US retail sales (8:30amET) and Goldman earnings (consensus US$9.92 EPS, 8:30amET) will dominate attention into the end of the week, plus a couple of lesser updates. If the rest of them can beat as has been the case so far, then I’m pretty sure GS will find a way to make more money than estimated.

US retail sales will probably dip at least in terms of headline sales given that we already know new vehicle sales fell by 6.7% m/m in volume terms and only some of this was offset by higher auto prices. Key is whether sales ex-autos can post another gain after the 1.8% lift the prior month. The retail sales control group that feeds into total consumption likely faces downside risk tomorrow.

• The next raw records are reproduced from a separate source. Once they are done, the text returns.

PR #6062, opened 2026-01-26
test(acceptance): add E2E acceptance test harness

desimone:
## Summary
- Add comprehensive E2E acceptance test suite using Playwright
- Docker Compose orchestration with Keycloak IdP
- 59 focused tests covering security-critical behaviors
- Single source of truth for test users via fixtures/users.json
- CI workflow for automated testing

### Authentication (`authn/`)
- Login flow with OIDC
- Logout with HMAC-signed URLs
- CSRF/state protection
- Token refresh behavior

### Authorization (`authz/`)
- Email domain policies
- Group-based policies (single, multiple, compound)
- Explicit deny rules
- mTLS client certificates
- Internal endpoint security (path traversal, public vs protected)

### Headers (`headers/`)
- Cookie security flags
- CORS preflight handling
- JWT assertion headers
- WebSocket upgrade

## Test Plan
- [x] All 59 tests pass locally
- [x] TypeScript type checking passes
- [x] Docker compose config validates
- [x] CI workflow passes

## Architecture

```
internal/acceptance/
├── browser/           # Playwright tests
│   ├── fixtures/      # Test data (users.ts, test-data.ts)
│   ├── helpers/       # Shared utilities
│   └── tests/         # Test specs (authn/, authz/, headers/)
├── fixtures/          # Single source of truth (users.json)
├── pomerium/          # Pomerium config
├── keycloak/          # Keycloak realm config
├── scripts/           # Shell scripts for setup
└── ws-server/         # WebSocket/CORS test server
```

### DIFF
--- a/internal/acceptance/acceptance_test.go
+++ b/internal/acceptance/acceptance_test.go
@@ -22,7 +22,6 @@
 // Prerequisites:
 // - Docker and Docker Compose
 // - Node.js 18+
-// - /etc/hosts entries for *.localhost.pomerium.io -> 127.0.0.1
 package acceptance
 
 import (
--- a/internal/acceptance/browser/helpers/authn-flow.ts
+++ b/internal/acceptance/browser/helpers/authn-flow.ts
@@ -58,12 +58,13 @@ export async function login(page: Page, options: LoginOptions): Promise<void> {
   expect(currentUrl).toContain("keycloak.localhost.pomerium.io");
   expect(currentUrl).toContain("/realms/pomerium-e2e/protocol/openid-connect/auth");
 
-  // Fill in credentials
-  await page.locator("#username").fill(keycloakUsername);
-  await page.locator("#password").fill(user.password);
+  // Fill in credentials using accessible selectors
+  // Use exact match for Password to avoid matching "Show password" button
+  await page.getByLabel(/username/i).fill(keycloakUsername);
+  await page.getByLabel("Password", { exact: true }).fill(user.password);
 
   // Submit the form
-  await page.locator("#kc-login").click();
+  await page.getByRole("button", { name: /sign in/i }).click();
 
   if (waitForRedirect) {
     // Wait for redirect back to Pomerium
--- a/internal/acceptance/browser/tests/authn/csrf-protection.spec.ts
+++ b/internal/acceptance/browser/tests/authn/csrf-protection.spec.ts
@@ -82,12 +82,12 @@ test.describe("CSRF/State Protection", () => {
     // Tamper with CSRF cookie
     await tamperCSRFCookie(page);
 
-    // Complete login
+    // Complete login using accessible selectors
     const user = testUsers.alice;
     const keycloakUsername = getKeycloakUsername(user);
-    await page.locator("#username").fill(keycloakUsername);
-    await page.locator("#password").fill(user.password);
-    await page.locator("#kc-login").click();
+    await page.getByLabel(/username/i).fill(keycloakUsername);
+    await page.getByLabel("Password", { exact: true }).fill(user.password);
+    await page.getByRole("button", { name: /sign in/i }).click();
 
     // Wait for response
     await page.waitForLoadState("domcontentloaded");
@@ -123,12 +123,12 @@ test.describe("CSRF/State Protection", () => {
     // Remove CSRF cookie before completing login
     await removeCSRFCookie(page);
 
-    // Complete login
+    // Complete login using accessible selectors
     const user = testUsers.alice;
     const keycloakUsername = getKeycloakUsername(user);
-    await page.locator("#username").fill(keycloakUsername);
-    await page.locator("#password").fill(user.password);
-    await page.locator("#kc-login").click();
+    await page.getByLabel(/username/i).fill(keycloakUsername);
+    await page.getByLabel("Password", { exact: true }).fill(user.password);
+    await page.getByRole("button", { name: /sign in/i }).click();
 
     // Wait for response
     await page.waitForLoadState("domcontentloaded");
--- a/internal/acceptance/browser/tests/authn/login.spec.ts
+++ b/internal/acceptance/browser/tests/authn/login.spec.ts
@@ -78,11 +78,11 @@ test.describe("Auth Code Flow Login", () => {
       timeout: 15000,
     });
 
-    // Complete login
+    // Complete login using accessible selectors
     const keycloakUsername = getKeycloakUsername(user);
-    await page.locator("#username").fill(keycloakUsername);
-    await page.locator("#password").fill(user.password);
-    await page.locator("#kc-login").click();
+    await page.getByLabel(/username/i).fill(keycloakUsername);
+    await page.getByLabel("Password", { exact: true }).fill(user.password);
+    await page.getByRole("button", { name: /sign in/i }).click();
 
     // Should return to original target path
     await page.waitForURL((url) => {
--- a/internal/acceptance/browser/tests/authn/logout.spec.ts
+++ b/internal/acceptance/browser/tests/authn/logout.spec.ts
@@ -132,10 +132,11 @@ test.describe("Logout", () => {
     });
 
     // The page should have some form of logout confirmation UI
-    // Check for common logout button text variants
-    const logoutButton = page.locator('button, a, input[type="submit"]').filter({
-      hasText: /log\s*out|sign\s*out|confirm/i,
-    }).first();
+    // Use getByRole for accessibility-first selectors
+    const logoutButton = page
+      .getByRole("button", { name: /log\s*out|sign\s*out|confirm/i })
+      .or(page.getByRole("link", { name: /log\s*out|sign\s*out|confirm/i }))
+      .first();
 
     // If there's a confirmation button, click it
     if (await logoutButton.isVisible()) {


.github/workflows/acceptance.yaml
```diff
@@ -0,0 +1,151 @@
...
+      - 'internal/handlers/**'
+      - 'pkg/endpoints/**'
+      - 'internal/acceptance/**'
+      - '.github/workflows/acceptance.yaml'
+  push:
+    branches: [main]
+    paths:
+      - 'internal/acceptance/**'
+      - '.github/workflows/acceptance.yaml'
+  workflow_dispatch:
```
calebdoxsey, line 8: Is there a reason we wouldn't want to always run the tests? Code for the different pomerium services is fairly distributed across the codebase as well as imported packages.

.github/workflows/acceptance.yaml
```diff
@@ -0,0 +1,151 @@
...
+        with:
+          node-version-file: .tool-versions
+          cache: 'npm'
+          cache-dependency-path: internal/acceptance/browser/package-lock.json
+
+      - name: Set up Go
+        uses: actions/setup-go@4dc6199c7b1a012772edbd06daecab0f50c9053c
+        with:
+          go-version-file: .tool-versions
+          cache: true
```
calebdoxsey: I think cache is enabled by default?

internal/acceptance/Makefile
```diff
@@ -0,0 +1,111 @@
...
+.PHONY: help deps up down wait seed cleanup-users test test-headed test-debug test-authn test-authz test-headers test-go logs status report artifacts clean
+
+COMPOSE_PROJECT ?= acceptance
+COMPOSE_FILE ?= docker-compose.yml
+BROWSER_DIR ?= browser
+ARTIFACTS_DIR ?= artifacts
+
+COMPOSE := docker compose -f $(COMPOSE_FILE) -p $(COMPOSE_PROJECT)
+
+export RUN_ID ?= $(shell date +%s)
```
wasaga: Deferred expansion (`?=`) causes `date +%s` to be re-evaluated each time RUN_ID is used, resulting in different timestamps between seed (creates `test-user-<ts1>-alice`) and tests (looks for `test-user-<ts2>-alice`). Use immediate expansion:

```suggestion
# Use immediate expansion to ensure RUN_ID is set once at make invocation time
ifndef RUN_ID
  RUN_ID := $(shell date +%s)
endif
export RUN_ID
```

internal/acceptance/Makefile
```diff
@@ -0,0 +1,111 @@
...
+	@echo "Environment: RUN_ID (default: timestamp)"
+
+# Dependencies
+deps:
+	cd $(BROWSER_DIR) && npm ci
+	cd $(BROWSER_DIR) && npx playwright install chromium
+
+# Start the test stack
+up:
+	$(COMPOSE) up -d --build --wait
```
wasaga: `--wait` causes docker compose to return non-zero when the `stack-ready` one-shot container exits (even with code 0). Remove it since the `test` target depends on `seed` → `wait` which handles readiness via `wait-for-ready.sh`.

```suggestion
	$(COMPOSE) up -d --build
```

internal/acceptance/Makefile
```diff
@@ -0,0 +1,111 @@
...
+# Stop the test stack
+down:
+	$(COMPOSE) down -v
+
+# Wait for stack readiness
+wait:
+	./scripts/wait-for-ready.sh
+
+# Seed Keycloak with test users
+seed: wait
```
wasaga, line 57: Keycloak 26 enforces HTTPS for admin API calls from outside the container. Run the seed script inside the Docker network where HTTP works:

```suggestion
	docker run --rm --network acceptance_acceptance \
		-v $(CURDIR)/scripts:/scripts:ro \
		-v $(CURDIR)/fixtures:/fixtures:ro \
		-e KEYCLOAK_URL=http://keycloak.localhost.pomerium.io:8080 \
		-e USERS_FILE=/fixtures/users.json \
		-e RUN_ID=$(RUN_ID) \
		alpine:3.21 sh -c "apk add --no-cache curl jq bash >/dev/null 2>&1 && bash /scripts/seed-keycloak.sh seed"
```

internal/acceptance/browser/global-setup.ts
```diff
@@ -0,0 +1,93 @@
...
+/**
+ * Check if a URL is reachable.
+ * Certificate validation is handled via NODE_TLS_REJECT_UNAUTHORIZED env var.
+ */
+function checkUrl(url: string, name: string): Promise<void> {
+  return new Promise((resolve, reject) => {
+    const isHttps = url.startsWith("https://");
+    const client = isHttps ? https : http;
+
+    const req = client.get(url, (res) => {
```
wasaga: Node's native `https` module does not respect Playwright's `ignoreHTTPSErrors` setting. Self-signed certs need explicit `rejectUnauthorized: false`:

```suggestion
    // Disable certificate validation for self-signed certs in test environment
    const options = isHttps ? { rejectUnauthorized: false } : {};

    const req = client.get(url, options, (res) => {
```

internal/acceptance/docker-compose.yml
```diff
@@ -0,0 +1,136 @@
...
+  keycloak:
+    image: quay.io/keycloak/keycloak:26.0
+    command:
+      - start-dev
+      - --import-realm
+      - --health-enabled=true
+      - --http-port=8080
+      - --hostname-strict=false
+    environment:
+      KEYCLOAK_ADMIN: admin
```
wasaga: Keycloak 26 deprecates `KEYCLOAK_ADMIN`/`KEYCLOAK_ADMIN_PASSWORD`. Use new env vars and add `KC_HOSTNAME_STRICT: false` for HTTP compatibility:

```suggestion
      KC_BOOTSTRAP_ADMIN_USERNAME: admin
      KC_BOOTSTRAP_ADMIN_PASSWORD: admin
      KC_HTTP_ENABLED: "true"
      KC_HOSTNAME: keycloak.localhost.pomerium.io
      KC_HOSTNAME_STRICT: "false"
      KC_PROXY_HEADERS: xforwarded
```

internal/acceptance/README.md
```diff
@@ -0,0 +1,104 @@
...
+- `/etc/hosts` entries for local DNS
+
+Add these host entries once:
+```
+127.0.0.1 keycloak.localhost.pomerium.io
+127.0.0.1 authenticate.localhost.pomerium.io
+127.0.0.1 app.localhost.pomerium.io
+127.0.0.1 admin.localhost.pomerium.io
+127.0.0.1 mtls.localhost.pomerium.io
+```
```
wasaga: for host its not really required as normal DNS resolution would suffice

desimone: Not sure I understand this comment?

kenjenkins: There's a real DNS record for *.localhost.pomerium.io that resolves to 127.0.0.1. These /etc/hosts entries should not be necessary.

internal/acceptance/docker-compose.yml
desimone: I should upate keycloak too.

internal/acceptance/acceptance_test.go
```diff
@@ -0,0 +1,213 @@
...
+	// defaultTimeout for the entire test suite
+	defaultTimeout = 10 * time.Minute
+
+	// browserDir is the relative path to the Playwright test directory
+	browserDir = "browser"
+)
+
+// TestAcceptance runs the Playwright E2E acceptance tests.
+func TestAcceptance(t *testing.T) {
+	if testing.Short() {
```
kenjenkins, line 48: It looks like there is an `acceptance` build tag for these tests, so maybe we don't also need to skip these for the `-short` flag?

.github/workflows/acceptance.yaml
```diff
@@ -0,0 +1,137 @@
...
+      - name: Configure /etc/hosts
+        run: |
+          sudo tee -a /etc/hosts <<EOF
+          127.0.0.1 keycloak.localhost.pomerium.io
+          127.0.0.1 authenticate.localhost.pomerium.io
+          127.0.0.1 app.localhost.pomerium.io
+          127.0.0.1 admin.localhost.pomerium.io
+          127.0.0.1 mtls.localhost.pomerium.io
+          EOF
+          cat /etc/hosts
```
kenjenkins: Is this step also unnecessary?

internal/acceptance/Makefile
```diff
@@ -0,0 +1,126 @@
...
+	@echo "Acceptance test targets:"
+	@echo "  make deps         - Install npm deps and Playwright browser"
+	@echo "  make up           - Start the test stack"
+	@echo "  make seed         - Seed Keycloak users"
+	@echo "  make test         - Run all Playwright tests"
+	@echo "  make test-headed  - Run tests with a visible browser"
+	@echo "  make test-debug   - Run tests in debug mode"
+	@echo "  make test-authn   - Run authn tests"
+	@echo "  make test-authz   - Run authz tests"
+	@echo "  make test-headers - Run headers tests"
```
kenjenkins: It looks like `test-headed` and `test-debug` are different test execution strategies, while `test-authn`, `test-authz`, and `test-headers` are different categories of tests? This seems like an inconsistent naming convention.

.github/workflows/acceptance.yaml
```diff
@@ -0,0 +1,137 @@
...
+        working-directory: internal/acceptance
+        run: ./scripts/seed-keycloak.sh seed
+
+      - name: Run Playwright tests
+        id: playwright
+        working-directory: internal/acceptance/browser
+        run: npm test
+        env:
+          CI: true
+        continue-on-error: true
```
kenjenkins: Could all of these steps be condensed into one step that runs `make test`?

.github/workflows/acceptance.yaml
```diff
@@ -0,0 +1,137 @@
...
+          retention-days: 7
+
+      - name: Post PR comment
+        if: always() && github.event_name == 'pull_request' && github.event.pull_request.head.repo.fork == false
+        uses: marocchino/sticky-pull-request-comment@52423e01640425a022ef5fd42c6fb5f633a02728
+        with:
+          header: acceptance-summary
+          path: internal/acceptance/artifacts/playwright/summary.md
+
+      - name: Fail if tests failed
```
kenjenkins: Is this needed? Won't a workflow fail if any step fails?

internal/acceptance/keycloak/realm.json
```diff
@@ -0,0 +1,270 @@
...
+  "enabled": true,
+  "displayName": "Pomerium E2E Testing",
+  "sslRequired": "none",
+  "registrationAllowed": false,
+  "loginWithEmailAllowed": true,
+  "duplicateEmailsAllowed": false,
+  "resetPasswordAllowed": false,
+  "editUsernameAllowed": false,
+  "bruteForceProtected": false,
+  "accessTokenLifespan": 5,
```
kenjenkins: I think this will just not work reliably with Pomerium as it is now. Pomerium has a hard-coded 10 second backoff on session refresh operations. If the access token lifespan is shorter than this I think there's going to be a race condition here.

(I saw the AI comment about keycloak version but I'm not currently convinced by that explanation. I think regardless of the keycloak version this is not going to work reliably without some additional changes.)

desimone: Same. I got pulled off before trying to fix it but I think claude is just wrong here.

internal/acceptance/browser/tests/authn/logout.spec.ts
```diff
@@ -0,0 +1,160 @@
...
+    // Navigate to sign_out - Pomerium handles this and shows confirmation page
+    await page.goto(`${urls.app}${paths.signOut}`, {
+      waitUntil: "domcontentloaded",
+    });
+
+    // The page should have some form of logout confirmation UI
+    // Check for common logout button text variants
+    const logoutButton = page.locator('button, a, input[type="submit"]').filter({
+      hasText: /log\s*out|sign\s*out|confirm/i,
+    }).first();
```
nickytonline: refactor (blocking): use `getByRole`. Ideally something laser focused so whatever the button or link text is, e.g. `page.getByRole("button", { name: /^logout$/i })`. The LLM is just covering all the bases. I imagine there's either a button or a link, not both on the page. In the meantime, the locator suggestion is just converted to getByRole.


```suggestion
    const logoutButton = page
      .getByRole("button", { name: /log\s*out|sign\s*out|confirm/i })
      .or(page.getByRole("link", { name: /log\s*out|sign\s*out|confirm/i }))
      .first();
```

internal/acceptance/browser/tests/authn/login.spec.ts
```diff
@@ -0,0 +1,122 @@
...
+    // Should redirect to Keycloak
+    await page.waitForURL((url) => url.toString().includes("keycloak"), {
+      timeout: 15000,
+    });
+
+    // Complete login
+    const keycloakUsername = getKeycloakUsername(user);
+    await page.locator("#username").fill(keycloakUsername);
+    await page.locator("#password").fill(user.password);
+    await page.locator("#kc-login").click();
```
nickytonline: refactor (nit): should be using `getByRole` like elsewhere. Normally this would be blocking, but I imagine these Keycloak element id's won't be changing anytime soon.

internal/acceptance/browser/tests/authn/csrf-protection.spec.ts
```diff
@@ -0,0 +1,151 @@
...
+
+    // Tamper with CSRF cookie
+    await tamperCSRFCookie(page);
+
+    // Complete login
+    const user = testUsers.alice;
+    const keycloakUsername = getKeycloakUsername(user);
+    await page.locator("#username").fill(keycloakUsername);
+    await page.locator("#password").fill(user.password);
+    await page.locator("#kc-login").click();
```
nickytonline: refactor (nit): should be using getByRole like elsewhere. Normally this would be blocking, but I imagine these Keycloak element id's won't be changing anytime soon.

internal/acceptance/browser/helpers/authn-flow.ts
```diff
@@ -0,0 +1,234 @@
...
+  });
+
+  // Verify we're on the Keycloak login page
+  const currentUrl = page.url();
+  expect(currentUrl).toContain("keycloak.localhost.pomerium.io");
+  expect(currentUrl).toContain("/realms/pomerium-e2e/protocol/openid-connect/auth");
+
+  // Fill in credentials
+  await page.locator("#username").fill(keycloakUsername);
+  await page.locator("#password").fill(user.password);
```
nickytonline: refactor (nit): should be using getByRole like elsewhere. Normally this would be blocking, but I imagine these Keycloak element id's won't be changing anytime soon.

Miscellaneous updates will include Canada’s update on home sales during September which will shoot for the first gain in six months (9amET). The US also updates the US Empire manufacturing gauge that kicks off another round of regional reports on the path to the next ISM-manufacturing print, as well as UofM consumer sentiment for October (10amET) with limited Fed-speak on the docket (Bullard 11:45amET, Williams 12:20pmET).